Review: This book, by forensic psychiatrist Helen Morrison and Harold Goldberg, is a personal account of her experiences and conclusions researching the most heinous of murders. Over the course of her career, Morrison has profiled more than eighty serial killers and conducted extensive interviews with many of them. In this book, she and Goldberg recount her experiences chronologically in order to paint a picture of how her thinking on serial killers evolved. Morrison's experiences should make for some interesting and insightful reading. Unfortunately, they don't.

First off, this is a very badly written book. It's vague in many places and the actual case accounts are sketchy. "My Life" reads very much like a series of long taped conversations between the two authors, which Goldberg then transcribed and edited. I didn't find a lot of depth in the narrative. Morrison's descriptions often seem to be missing necessary details about why she interpreted things the way she did. In fact, given the information she included, there often seemed to be alternative interpretations of her subjects behavior. Some rewriting and the addition of more information could have strengthened her interpretations considerably.

The authors engage in some rather vague theorizing that could be better explained. According to Morrison, serial killers have no real personality structures and have not developed emotionally beyond the level of infancy. She may be right, but it's hard to tell from this book because she really never develops her hypothesis in sufficient detail or explains much of the theory on which she bases it. She makes a passing reference or two to Freud and, late in the book, one to Kohut, but that's about it. She never really explains her thoughts in a way that a lay audience can really understand. Early on, she describes attempts at hypnotizing serial killer Richard Macek to retrieve details of his killings buried in his memory. Today that work would be highly suspect because of new understandings of hypnosis and the creation of false memories.
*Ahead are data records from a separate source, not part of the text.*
PR #57, opened 2026-03-17
fix: enforce entity_labels scope on augmented entities in detection output

### LINKED ISSUE #56: fix: enforce entity_labels scope on augmented entities in detection output
### Priority Level

Medium

## Problem

When a user provides an explicit `entity_labels` list via `Detect(entity_labels=[...])`, the LLM augmentation step can still introduce entities with labels outside that list. These leak into `COL_DETECTED_ENTITIES`, `COL_TAGGED_TEXT`, `COL_ENTITIES_BY_VALUE`, and downstream into replacement.

This is a regression from #44, which removed the replace-side `_filter_entities_by_label` safety net under the assumption that scoping detection via `_resolve_detection_labels` was sufficient. However, the augment prompt explicitly allows the LLM to create novel labels ("If no known label fits, create a concise snake_case label"), and neither the `AugmentedEntitySchema` nor `apply_augmented_entities` constrains the output.

## Proposed Fix

Two layers of enforcement:

1. **Prompt (soft):** Make `_get_augment_prompt` strict when `entity_labels` is explicitly provided ("Use ONLY labels from this list"), permissive when using defaults.
2. **Post-processing (hard):** Add `_filter_to_allowed_labels` in `detect_and_validate_entities` that drops entities with out-of-scope labels and rebuilds derived columns. Only applied when `entity_labels is not None`. (OR find the best place to put this) 

## Acceptance Criteria

- Augmented entities with labels not in the user's `entity_labels` list are excluded from detection output
- `entity_labels=None` (defaults) preserves current behavior — augmenter can still create novel labels
- Regression tests cover both paths

_No response_

### Dependencies

_No response_

lipikaramaswamy:
## Summary
This PR addresses a regression in behavior that was inadvertently introduced by #44, and fortifies the implementation.

When a user provides an explicit `Detect(entity_labels=[...])`, the LLM augmentation step should not introduce entities with labels outside that list. To enforce this, we add two layers:
1. **Prompt (soft enforcement):** `_get_augment_prompt` accepts a `strict_labels` flag — strict ("Use ONLY labels from this list") when `entity_labels` is explicitly provided, permissive when using defaults.
2. **Post-processing (hard enforcement):** `_materialize_final_entities` filters `COL_FINAL_ENTITIES` to only include entities whose label is in the user's list. This runs during the existing `.apply()` pass in `run()` — no extra loop. `COL_DETECTED_ENTITIES` retains the full unfiltered trace for debugging. Only applied when `entity_labels is not None`; defaults pass through unfiltered.

**Note:** When `entity_labels` is explicitly provided — even if it matches `DEFAULT_ENTITY_LABELS` — strict mode and filtering apply. `entity_labels=None` is the only way to get permissive augmentation. This is tracked for documentation in a follow-up (`TODO(docs)` in code).

## Type of Change
- [x] Bug fix
- [ ] New feature
- [ ] Breaking change
- [ ] Documentation update
- [ ] Refactoring

## Testing
- [x] Tests pass locally
- [x] Notebooks run end-to-end with expected behavior
image
image
image

## Related Issues 
Closes #56

### DIFF
--- a/src/anonymizer/engine/detection/detection_workflow.py
+++ b/src/anonymizer/engine/detection/detection_workflow.py
@@ -45,10 +45,12 @@ from anonymizer.engine.detection.custom_columns import (
     parse_detected_entities,
     prepare_validation_inputs,
 )
+from anonymizer.engine.detection.postprocess import EntitySpan, group_entities_by_value
 from anonymizer.engine.ndd.adapter import FailedRecord, NddAdapter
 from anonymizer.engine.ndd.model_loader import resolve_model_alias
 from anonymizer.engine.schemas import (
     AugmentedEntitiesSchema,
+    EntitiesByValueSchema,
     EntitiesSchema,
     LatentEntitiesSchema,
     ValidationDecisionsSchema,
@@ -78,7 +80,6 @@ class EntityDetectionWorkflow:
         gliner_detection_threshold: float,
         entity_labels: list[str] | None = None,
         data_summary: str | None = None,
-        compute_grouped: bool = True,
         preview_num_records: int | None = None,
     ) -> EntityDetectionResult:
         """Run the core detection pipeline: GLiNER NER, LLM validation, LLM augmentation, and finalization.
@@ -162,8 +163,6 @@ class EntityDetectionWorkflow:
             preview_num_records=preview_num_records,
         )
         detected_df = detection_result.dataframe.copy()
-        if not compute_grouped and COL_ENTITIES_BY_VALUE in detected_df.columns:
-            detected_df = detected_df.drop(columns=[COL_ENTITIES_BY_VALUE])
         return EntityDetectionResult(dataframe=detected_df, failed_records=detection_result.failed_records)
 
     def identify_latent_entities(
@@ -241,7 +240,6 @@ class EntityDetectionWorkflow:
             gliner_detection_threshold=gliner_detection_threshold,
             entity_labels=entity_labels,
             data_summary=data_summary,
-            compute_grouped=compute_grouped,
             preview_num_records=preview_num_records,
         )
 
@@ -271,6 +269,8 @@ class EntityDetectionWorkflow:
             final_df[COL_FINAL_ENTITIES] = final_df.apply(
                 lambda row: _materialize_final_entities(row, allowed_labels=allowed), axis=1
             )
+            if compute_grouped:
+                final_df[COL_ENTITIES_BY_VALUE] = final_df[COL_FINAL_ENTITIES].apply(_build_entities_by_value)
         if "original_text_column" in dataframe.attrs:
             final_df.attrs["original_text_column"] = dataframe.attrs["original_text_column"]
         return EntityDetectionResult(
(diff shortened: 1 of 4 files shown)


asteier2026 (approved):

src/anonymizer/engine/detection/detection_workflow.py
```diff
@@ -260,9 +262,14 @@ def run(
...
 
+        # When entity_labels is explicitly provided (even if it matches DEFAULT_ENTITY_LABELS),
+        # the augmenter is strict and out-of-scope labels are filtered.
+        # entity_labels=None is the only way to get permissive augmentation.
+        # TODO(docs): document this None-vs-explicit contract in user-facing docs.
         if COL_DETECTED_ENTITIES in final_df.columns:
-            final_df[COL_FINAL_ENTITIES] = final_df[COL_DETECTED_ENTITIES].apply(
-                lambda x: EntitiesSchema.from_raw(x).model_dump()
+            allowed = set(entity_labels) if entity_labels is not None else None
+            final_df[COL_FINAL_ENTITIES] = final_df.apply(
```
andreatnvidia: I think this still leaves one leak in the `Substitute` path. `final_entities` gets filtered here, but `_entities_by_value` is still built from the unfiltered detection trace, and `LlmReplaceWorkflow.generate_map_only()` reads that grouped column later. I repro'd it with a `server_name` example: the replaced text was scoped correctly, but `_replacement_map` still contained `server_name`. maybe worth filtering or rebuilding `_entities_by_value` from the same allowed set here?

Morrison never refers to that research, although she does state that the explosive effect of hypnosis on her subject that led her to refrain from hypnosis from then on.

Morrison's ultimate goal in her research is understanding what makes someone a serial killer. For her, the mystery can be solved by examining the chemical mix of neurotransmitters in the brain, the role of the hypothalmus in regulating action and emotion, and ultimately the genes that control these processes . She's keen on testing the brains of convicted killers through modern means of imaging (PET scans, MRIs etc) to see how the thought processes of serial killers might differ from those of normal people. There is probably much to be learned via this approach, although there are legal and ethical considerations to this. However, I doubt that the ultimate explanation lies purely in the realm of nature. Many times Morrison seems to brush of the role of nurture in creating a serial killer. This is too reductionistic, as is her calling the violent behavior of serial killers an "addiction." The parallel may have some merit, but it's an oversimplification.

Morrison claims (and I have no reason to doubt it) that she is a renowned expert on serial killers and that she has been widely consulted by law enforcement, and by lawyers both prosecuting and defending the killers. .However, until the last few pages of her book, the tone of the narrative makes it sounds as if she has been working in a vacuum. Many of her references to the lawyers, prosecutors and police with whom she worked are disparaging. At the beginning, her comments about being one of the few women in what was still a man's field have merit. But as the book goes on, Morrison's presentation of herself becomes more and more annoying. By the end of the book, it seems as if she's as interested in blowing her own horn as doing research in her field. In sum, there are far better books on serial killers available.